Bestellinformation
| Produkt | Katalog # | EINHEIT | Preis | ANZAHL | Favoriten | |
Ral BP-1 CRISPR Activation Plasmid (h) | sc-402752-ACT | 20 µg | $397.00 |
RALBP1 kodiert Ral BP-1 (auch RLIP76 genannt), einen multifunktionalen Effektor der Ral-GTPasen, der Signalübertragung mit Membrantransport und Zytoskelettdynamik verknüpft. Ral BP-1 ist über Interaktionen mit Adaptoren und Signalwegen kleiner GTPasen an der clathrinabhängigen Endozytose, der Internalisierung von Rezeptoren und dem Aktin-Remodeling beteiligt und koppelt so die Aktivität von RalA/RalB an Zellmotilität und stressresponsive zelluläre Programme. Das Protein wird außerdem mit ATP-abhängigen Transportfunktionen und zellulären Entgiftungsantworten in Verbindung gebracht, was das Überleben unter oxidativem oder xenobiotischem Stress unterstützt. Eine dysregulierte Expression oder Signalgebung von RALBP1 ist in mehreren Tumorkontexten mit veränderter Proliferation, Invasion und Therapieresistenz assoziiert und ist damit relevant für mechanistische Studien zur onkogenen Signalübertragung und zellulären Stressanpassung.
Ral BP-1 Das CRISPR-Aktivierungsplasmid (h) bietet einen gezielten, nicht-destruktiven Ansatz zur Hochregulierung der endogenen RALBP1-Expression, ohne die zugrunde liegende DNA-Sequenz zu verändern.
Ral BP-1 Das CRISPR-Aktivierungsplasmid (h) ist ein aus drei Plasmiden bestehendes synergistisches Aktivierungsmediator-System (SAM), das für eine hocheffiziente, ortsspezifische transkriptionelle Hochregulation des RALBP1-Lokus in menschlichen Zelllinien entwickelt wurde. Das System basiert auf einem katalytisch inaktiven Cas9 (dCas9), das zwei inaktivierende Mutationen (D10A und N863A) trägt, welche die Nukleaseaktivität eliminieren, während die DNA-Bindung erhalten bleibt. Dieses dCas9 ist mit VP64, einem potenten Transkriptionsaktivator, fusioniert und wird zusammen mit einem Blasticidin-Resistenzgen zur Selektion koexprimiert. Das zweite Plasmid kodiert das MS2-p65-HSF1-Fusionsprotein, einen sekundären Aktivatorkomplex, der zusammen mit dCas9-VP64 wirkt, sowie ein Hygromycin-Resistenzgen. Das dritte Plasmid kodiert für eine zielspezifische 20-nt-sgRNA, die an zwei MS2-RNA-Aptamere fusioniert ist, welche den MS2-p65-HSF1-Komplex an die Aktivierungsstelle rekrutieren, begleitet von einem Puromycin-Resistenzgen. Die drei Plasmide werden im Massenverhältnis 1:1:1 verabreicht, um eine ausgewogene Expression aller Systemkomponenten zu gewährleisten.

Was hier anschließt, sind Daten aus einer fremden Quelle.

PR #8084, opened 2025-08-30
Inverse scope optimization

AndrasKovacs:
Inverse scope optimization. WIP. 

"Shotgun" inverse scope computation (i.e. bundled with setting and modifying `ScopeInfo`) is removed. Instead, `recomputeInverseScope` is now a `MonadTCState` operation which is explicitly invoked at every point where a modified `ScopeInfo` is created. Whenever we change the scope in `ScopeInfo`, we have to handle inverse scoping. On the other hand we can assume that every `ScopeInfo` that we get in a program context has valid inverse scope. 

- There's only 16 occurrence of inverse scope computation in the code, which I find to be OK. Some of these should be factored out and merged, others could be unnecessary but I left them in because I didn't sufficiently understand the code context. I'll probably reduce the number in this PR.
- In principle, there should be *no* recomputation at all, because every instance could be replaced with a more effective operation that only traverses the data that's newly added to the scope. I already optimized binding new names, which is basically just a single Map/Set insertion in the inverse scope. The explicit `recomputeNameSpace` invocations mark the places where someone could go and optimize them away in the future. 
- The previous behavior was basically to recompute inverse scopes on every inverse lookup with close to no work sharing. The new version only recomputes inverse scopes on module operations (import, module macro, opening, creating modules, creating scopes from interfaces).
- Inverse scope recomputation is still very slow ATM, it just happens far less frequently. I'll try to improve it a bit further in this PR.
- Inverse scope operations are now benchmarked separately for names, modules and `InScopeSet`-s and their respective lookups. 

`std-lib-test`:

|         | master | PR |
|--------|------------|-----|
| Total | 153,268ms | 144,478ms |
| Scoping (total) | 12,225ms | 3,318ms |
| Inverse scoping (total) | 10,248ms  | 1,424ms |
| Total alloc | 605 GB | 584 GB |

### DIFF
--- a/Agda.cabal
+++ b/Agda.cabal
@@ -917,6 +917,8 @@ library
       Agda.Utils.Singleton
       Agda.Utils.Size
       Agda.Utils.SmallSet
+      Agda.Utils.StrictState
+      Agda.Utils.StrictState2
       Agda.Utils.String
       Agda.Utils.Suffix
       Agda.Utils.Three
--- a/src/full/Agda/Benchmarking.hs
+++ b/src/full/Agda/Benchmarking.hs
@@ -110,8 +110,11 @@ data Phase
     -- ^ Subphase for 'InstanceSearch': reducing overlapping instances
   | UnifyIndices
     -- ^ Subphase for 'CheckLHS': unification of the indices
-  | InverseScopeLookup
-    -- ^ Pretty printing names.
+  | InverseNameLookup
+  | InverseModuleLookup
+  | InverseInScope
+  | InverseNameModuleRecompute
+  | InverseInScopeRecompute
   | TopModule TopLevelModuleName
   | Typeclass QName
   | Definition QName
--- a/src/full/Agda/Compiler/Common.hs
+++ b/src/full/Agda/Compiler/Common.hs
@@ -166,7 +166,10 @@ inCompilerEnv checkResult cont = do
     when (any ("--erased-cubical" `elem`) $ iFilePragmaStrings mainI) $
       setTCLens (stPragmaOptions . lensOptCubical) $ Just CErased
 
-    setScope (iInsideScope mainI) -- so that compiler errors don't use overly qualified names
+    setScope $ iInsideScope mainI -- so that compiler errors don't use overly qualified names
+    -- András, 2025-08-30: this is a fresh creation of a scope from an interface
+    -- so inverse scopes don't yet exist.
+    recomputeInverseScope
     ignoreAbstractMode cont
   -- keep generated warnings
   let newWarnings = stPostTCWarnings $  stPostScopeState $ s
--- a/src/full/Agda/Interaction/BasicOps.hs
+++ b/src/full/Agda/Interaction/BasicOps.hs
@@ -1359,7 +1359,9 @@ atTopLevel m = inConcreteMode $ do
         , "  types = " TP.<+> TP.sep (map prettyTCM types)
         ]
       M.withCurrentModule current $
-        withScope_ scope $
+        evalWithScope scope $ do
+          -- András, 2025-08-30: building fresh scope from interface
+          recomputeInverseScope
           addContext gamma $ do
             -- We're going inside the top-level module, so we have to set the
             -- checkpoints for it and all its submodules to the new checkpoint.
--- a/src/full/Agda/Interaction/CommandLine.hs
+++ b/src/full/Agda/Interaction/CommandLine.hs
@@ -135,7 +135,11 @@ interactionLoop = do
     where
         reload :: ReplM () = do
             checked <- checkCurrentFile
-            liftTCM $ setScope $ maybe emptyScopeInfo (iInsideScope . crInterface) checked
+            liftTCM $ do
+              case checked of
+                Nothing    -> setScope emptyScopeInfo
+                Just scope -> do setScope (iInsideScope $ crInterface scope)
+                                 recomputeInverseScope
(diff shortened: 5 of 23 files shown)


AndrasKovacs:
I optimized inverse scope computation, although it still recomputes everything from scratch. I switched to hashmaps of `NameId`-s for inverse names and rewrote the logic. Numbers:

|      | PR update |
|-----|-----------------|
| Total | 142,764ms |
| Scoping (total) | 2,839ms |
| Inverse scoping (total) | 987ms |
| Total alloc | 582 GB |

I have one problem with the optimized inverse name computation: it doesn't produce names in the same order as `master`, and while `master` seems to produce names in a good order, the good ordering doesn't look intentional in the implementation and I don't yet know how to reproduce it in the optimized version. 

The general desire is to prefer later-bound names and later renamings to earlier ones. For example:
```agda
```
My implementation displays `Set` in this scope, but we'd prefer `Type`. Both are qualified to the same degree so the `master` implementation doesn't change their order by sorting the inverse name list; it just takes the order it gets from the inverse name map. I can fix this example by reversing my inverse name list, but that makes other examples go the wrong way. It would be nice to have a chronological sort somehow.

AndrasKovacs:
I added a hacky solution for name priority: look at the `Range` of the concrete name. 
- Later names in the current file are preferred.
- Names in the current file are preferred to names in other file.
- The order of two names coming from a different file is still random, because we don't have the ranges.

This scheme actually improves on `master` in the test suite! In `Fail/Issue5838`, the golden error message is

```
Specifically, the terms
  false
and
  transp
  (λ i →
     DoubleCover
     (transp (twisted-square i) (primIMin i1 (primIMax i (~ i))) base))
  i0 false
must be equal, since bad i1 could reduce to either.
```
In this PR, we get
```
Specifically, the terms
   false
 and
   transp
     (λ i → DoubleCover (transp (twisted-square i) (i1 ∧ i ∨ ~ i) base))
   i0 false
 must be equal, since bad i1 could reduce to either.  
```
Perhaps this could be refined to handle names across files. 
I note that the *original* concrete name that was written by the user is not taken into account at all, so that could be another improvement.

andreasabel:
Please run CI by creating a PR into your personal fork of the agda repo and link it here.

AndrasKovacs:
@andreasabel I ran CI in my fork, and there's an `interaction` mismatch that I can't reproduce in my machine. 

https://github.com/AndrasKovacs/agda/actions/runs/17529741892/job/49785500591?pr=1

I tried `make interaction` with GHC 9.12.2 locally which should be the same as in the CI.

AndrasKovacs:
@andreasabel I ran CI on my Agda fork, and there's one `interaction` mismatch that I can't reproduce locally: 

https://github.com/AndrasKovacs/agda/actions/runs/17531948505/job/49791105359?pr=1#logs

I used `make interaction` and GHC 9.12.2 locally, which should be the same as CI. Do you have an idea what's happening?

EDIT: the difference seems to be in highlighting information, but I don't see any difference in what's being rendered in emacs.

AndrasKovacs:
I ran CI on my fork with no changes relative to `master` at all, and I still got the same interaction mismatch. I can only conclude that it somehow detects a change between being the original Agda repo and the fork. 

https://github.com/AndrasKovacs/agda/actions/runs/17581203696/job/49939348514

andreasabel:
@AndrasKovacs I fixed this problem in #8095 where I also stumbled upon it.  It crept in because CI was off when we merged PR #8071.
When you rebase onto current master, the problem should go away.

test/interaction/Error-in-imported-module.out
```diff
@@ -1,7 +1,7 @@
...
-(agda2-info-action "*Error*" "Error-in-imported-module/M.agda:6.7-10: error: [UnequalTerms] Set !=< Nat when checking that the expression Nat has type Nat" nil '(83 84 (symbol) t) '(85 86 (symbol) t) '(99 100 (symbol) t) '(112 113 (symbol) t) '(114 117 (function) nil nil ("agda-default-include-path/Agda/Primitive.agda" . 388)) '(122 125 (function) nil nil ("agda-default-include-path/Agda/Builtin/Nat.agda" . 203)) '(160 163 (function) nil nil ("agda-default-include-path/Agda/Builtin/Nat.agda" . 203)) '(173 176 (function) nil nil ("agda-default-include-path/Agda/Builtin/Nat.agda" . 203)))
+(agda2-info-action "*Error*" "Error-in-imported-module/M.agda:6.7-10: error: [UnequalTerms] Set !=< Nat when checking that the expression Nat has type Nat" nil '(81 82 (symbol) t) '(83 84 (symbol) t) '(97 98 (symbol) t) '(110 111 (symbol) t) '(112 115 (function) nil nil ("agda-default-include-path/Agda/Primitive.agda" . 388)) '(120 123 (function) nil nil ("agda-default-include-path/Agda/Builtin/Nat.agda" . 203)) '(158 161 (function) nil nil ("agda-default-include-path/Agda/Builtin/Nat.agda" . 203)) '(171 174 (function) nil nil ("agda-default-include-path/Agda/Builtin/Nat.agda" . 203)))
```
andreasabel: Please discard these changes and take the version from current `master`.

AndrasKovacs:
All passed: https://github.com/AndrasKovacs/agda/pull/1

andreasabel:
@AndrasKovacs After merging #8079 there are some conflicts now.

AndrasKovacs:
Updated with CI passing: https://github.com/AndrasKovacs/agda/pull/1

Nach der Assemblierung am Zielort bindet der SAM-Komplex etwa 200 bp stromaufwärts der RALBP1-Transkriptionsstartstelle, wo VP64, p65 und HSF1 gemeinsam die Transkriptionsmaschinerie rekrutieren und die Hochregulation der endogenen Ral BP-1-Expression vorantreiben. Im Gegensatz zu nukleaseaktivem Cas9 verursacht dCas9 keine Doppelstrangbrüche und verändert die genomische Sequenz nicht, wodurch der native RALBP1-Locus erhalten bleibt und die Untersuchung von Ral BP-1-abhängigen Transkriptionsreaktionen am endogenen Locus ermöglicht wird. Dies macht es zu einem wertvollen Werkzeug für Funktionsstudien, die Identifizierung von Zielgenen und die Modellierung der Wiederherstellung des Ral BP-1-Signalwegs in Tumorzellen mit stillgelegtem oder reduziertem RALBP1-Ausdruck.
Nur für Forschungszwecke. Nicht für diagnostische oder therapeutische Zwecke bestimmt.